Ok, I'm convinced..... I'm building one of those Spanish frames!

Great shooting gabaxolo!! Love the shooting form, too.


----------



## Devoman (Oct 15, 2010)

Nice!


----------



## Mr.Teh (Feb 28, 2012)

Congratulation to Valencia







!!!!!!!!!!!


----------



## 1912 (Mar 31, 2011)

Hi again mates, sorry for the delay with the videos and photos I promised last week.

One of my shooting mates recorded with his videocamera more of 2 hours of video, so is pending that he give me a DVD with all weekend videos.

So now u can see a a video coverage by local TV channel where the championship was held.






I dont appear in the video but u can see my girlfriend at 1:25 (she has my own style).

CHRONICLES
It was one of my best championships with 2.009, when I finished 11st in precission modalitie. The two most important modalities are precission and long-distance. There were 99 registered shooters. I finished 18[sup]th[/sup] in precission and 1[sup]st[/sup] in long-distance (as I said couple days before).
I'm very proud to meet new people around the country. I always learn something all years in this championships.

Championship began Friday 13[sup]th[/sup] with a welcome-shooting. Each shooter can shoot (totally free) 15 shoots (5 at 11cm target, 5 at 9cm target and other 5 shoots at 6 cm target).The town mayor thanked to the organization the championship were held there, and some championship teams gave away some presents.

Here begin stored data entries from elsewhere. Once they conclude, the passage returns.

PR #1324, opened 2019-02-18
fix HighPt and LowPt parsing for MuQuality

lschaefer:
This PR fixes the attempt to add HighPt and LowPt WP functionality to the MuonSelector in PR #1308, which was buggy and was assigning Loose rather than HighPt or LowPt.

Because the HighPt and LowPt WPs are not in xAOD::Muon::Quality, they cannot be added to the HelperClasses muon quality parser, so we have to check by hand.

The second commit updates the way the JVT SF vectors are filled. Currently if the JVT needs to be done twice (i.e. once in baseline jet selection, so the JVT decision is available for MET, and once in signal jet selection, to do the JVT veto), these vectors are filled each time --> twice for every signal jet, so there is a misalignment between this and other jet vectors. This commit checks if the vector was already filled for this jet, and if so, skips the SF calculation/ vector filling.

### DIFF
--- a/Root/JetSelector.cxx
+++ b/Root/JetSelector.cxx
@@ -592,55 +592,55 @@ bool JetSelector :: executeSelection ( const xAOD::JetContainer* inJets,
 
     // Do it only if a tool with *this* name hasn't already been used
     //
-    if ( m_JVT_tool_handle.isInitialized() ) {
+    if ( m_JVT_tool_handle.isInitialized() && !m_jvtUsedBefore) {
+      //
+      //  If SF decoration vector doesn't exist, create it (will be done only for the 1st systematic for *this* jet)
+      //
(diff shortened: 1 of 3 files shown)


lschaefer:
update: I tried to make a new PR for a totally different feature, but the PR got thrown into this one, sorry for the confusion. I'll edit the description to explain the new PR as well.

kratsg:
Are we merging this in?

lschaefer:
I'm not sure why an old PR got overwritten when I tried to make a new one, but from my end the changes are ready to be merged, if you approve of them.

kratsg:
> I'm not sure why an old PR got overwritten when I tried to make a new one, but from my end the changes are ready to be merged, if you approve of them.

PRs are by branch.

PR #1328, opened 2019-03-04
Choose the scale at which the selection is performed

jbossios:
These changes allow choosing the scale at which the selection is performed in JetSelector. The default still remains to be the final (default) jet momentum scale.

This functionality allows, for instance, to derive and apply a calibration to the same set of jets.

This doesn't change the scale at which the jets are saved in the output container.


jbossios:
Small clarification, this doesn't change the scale at which the jets are saved in the new container.

PR #1329, opened 2019-03-04
Adding functionality in Jet and Jetcontainer to handle newest btaggers.

d-abbott:
These classes needed some upkeep to handle the newest btaggers DL1r, DL1rmu, MV2r, MV2rmu. I have tested the changes as part of my work with the hh4b analysis.


kratsg:
Looks pretty standard -- thanks!

PR #1342, opened 2019-04-18
Extend TruthSelector and TruthContainer

jbossios:
These changes allow to select truth muons/electrons from
STDMTruthMuons/Electrons and do not change the previous behaviour.

We can now select on *_dressed, classifierParticleType and classifierParticleOrigin in TruthSelector (these quantities are calculated with MCTruthClassifier).

We can now store pT_dressed, eta_dressed, phi_dressed and e_dressed into
the TTrees.

This will be used in the SM Z+HF analysis.


jbossios:
@kratsg Would be possible to merge this soon?

PR #1349, opened 2019-06-14
Add trigger jet cleaning

kalderon:
Changes by @etolley to add HLT jet cleaning. Also change accessors from char to int.


jbossios:
Wouldn't be better to add a specific string for jet trigger cleaning? Otherwise, now everybody gets that branch even for not trigger jets, and even in the cleanLight option which is meant to avoid having things which are mostly never used (like jet trigger cleaning).

kalderon:
Jona you're quite right, and the char -> int caused other problems (it was needed for HLT jets, but breaks non-HLT jets). So I will close this for now, please don't merge, and will reopen when fixed

kratsg:
@kalderon you can just mark as WIP.

kalderon:
Emma's changes from ~ a month ago fix this

kratsg:
All fixed?

jbossios:
Wouldn't be better not to set branches that then are not filled?

kratsg:
> Wouldn't be better not to set branches that then are not filled?

You would prefer the branches to stay fixed? Usually, the design pattern we do is to only include a branch if we intend to fill it. That at least indicates to the user that if the branch exists, it was filled in.

jbossios:
I meant exactly what you said. If I'm not mistaken with this MR we would be creating branches than then are not filled.

kalderon:
Yes, good point. I've tweaked things now so that there are no more "phantom" cleaning branches created (commit incoming).

kratsg:
Looks good to me.

jbossios:
Me too. Thank you!

PR #1350, opened 2019-06-20
WIP: Secondary Vertices

aroepe:
Hello!

We would like to integrate Displaced Vertices into the official repository for all DV analyses to use. Colleen Treado wrote these functions for her analysis, and we would like to generalize it for all DV analyses. NB: This code is not able to compile just yet! There are a lot of internal dependencies that need to be removed before it can compile. Before we put in a lot of effort on this, we would like to get some feedback from the developers. With some effort on our part, could this code be merged in? What changes would be required to match the xAODAnaHelpers coding philosophy?  

Also, there is currently some matching between truth and reco vertices based on hardcoded pdgIDs for dark pions.  Should this be left to analyzers and removed from the selector entirely, or generalized to take a set of PDG IDs in the config file for purposes of truth matching?


aroepe:
Adding @ctreado

kratsg:
Had a quick look. Seems fine, roughly. Big concerns: there are often loops over `i` instead of using `foreach` like loops, e.g.

```
for(int i=0; i < getN(); ++i){
  auto object = container->get(i);
}
```

instead of

```
for(const auto& object: container){
  ...
}
```

Secondly, documentation needs to be added pretty heavily. We follow doxygen style (triple back-slash and `/* ... */` blocks). Look at some of the other header files which have documentation. To make sure the algorithms show up in the generated docs at the end, you just need to make sure the algorithm names are included in the index/api files, etc... Again, pick a header file and just look for instances of that header file in the docs and mirror it.

Root/SecondaryVertexSelector.cxx
```diff
@@ -271,9 +271,12 @@ int SecondaryVertexSelector :: PassCuts ( const xAOD::Vertex* vtx, const xAOD::V
   std::vector<const xAOD::TrackParticle*> filteredTracks;
   std::vector<const xAOD::TrackParticle*> droppedTracks;
 
-  for ( size_t i = 0; i != vtx->nTrackParticles(); ++i ) {
+
+  std::vector< ElementLink< xAOD::TrackParticleContainer > > trackLinks = vtx->trackParticleLinks();
+
+  for(auto trkIter = trackLinks.begin(); trkIter != trackLinks.end(); ++trkIter) {
+	const xAOD::TrackParticle* trk = **trkIter;
```
kratsg: this isn't quite right.

```
for(const auto& trkLink: trackLinks){
  if(!trkLink.isValid()) break; // error out somehow
  const xAOD::TrackParticle* trk = *trkLink;
  ...
}
```

is a little bit cleaner.

jburzy01: Ah ok, didn't know an ElementLink can be dereferenced like that. Good to know!

jburzy01: FYI, that previous code sample was adapted from JetHists.cxx, if you would like I can update it there as well

kratsg: The `**trkIter` is basically `*(*trkIter)` with the inner parens being an ElementLink so...

kratsg: > FYI, that previous code sample was adapted from JetHists.cxx, if you would like I can update it there as well

Ahh, is it? We can update it there as well - but not in this PR (too out of scope).

kratsg:
Info/Error/Warning -> ANA_MSG_INFO and similar please.

aroepe:
Hi Giordon,

We are working out a couple of offline issues at the moment, so if you could please not merge this yet I would appreciate it. We might need to make more changes, but I will keep you updated. Thank you for all of your help!

kratsg:
@aroepe - updates here?

ctreado:
@aroepe -- I'm not sure how things have evolved on your end, but I've made quite a few changes in our EmergingJetsAnalysis repo, including adding a dedicated VertexMatcher algorithm. Not sure how time-consuming it will be to include these updates here, as well, but it may be a good idea...

jburzy01:
@kratsg @ctreado Sorry for not following up sooner about this. Since there are dependencies in this code that exist in other GitLab repositories (VsiBonsaiTool.cxx) we have instead structured our code with xAH as a submodule rather than integrating our tools into the main repo. We can close this PR.

PR #1353, opened 2019-07-10
HLT jet duplicate removal and sorting

kalderon:
Add options to JetSelector to sort jets and remove duplicates, for the benefit of HLT jets. HLT jets are not sorted in (D)AODs, and do not get calibrated so cannot be sorted in JetCalibrator. HLT "GSC" jets in some MC are duplicated (identical eta and phi, very close pT) thanks to how they are constructed, removing duplicates allows the relevant triggers to be properly emulated. Duplicates are removed by ordering in eta and removing any that have identical eta. @jbossios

Championship actually began at Saturday morning with registrations (championship fee was 30€ = 36 US $ or less)* .
I wasn't lucky at Saturday morning with team modalitie. I broke 4 of 4 targets I had to break, but my team mates failed 1 of 3 and 2 of 3 targets, so in the first round we finished with 7 of 10 broken targets and we were eliminated because teams passed to the second round with minimum of 8/10.
My girlfriend did a team with my father and other mate and they did 7 targets too, so they were eliminated too at first round.

One of best moments in all championship was with meal break (13.30 to 15.30pm). Many laughs with all shooters telling some expierences. I always learn listening other shooters in this moments (how to shoot, different materials, pouches). All shooters enjoyed in restaurant, one of most expected moments was about to begin&#8230;

Precission modality began at 16pm and I felt so comfortable and confident in three first rounds (10/10, 9/10 and 9/10). But since fourth round (semifinals,10 targets of 6cm). It wasn't so difficult to me,but my fail was to become nervous. It's so soooo easy to fail a shot versus a 6cm target, and moreover if your hand starts to shake like itself had own life hahaha So I made 6 targets of 10, I was eliminated, 8 shooters passed to final with minimum of 9 targets, very high level. My final position: 18[sup]th[/sup] of 99 shooters.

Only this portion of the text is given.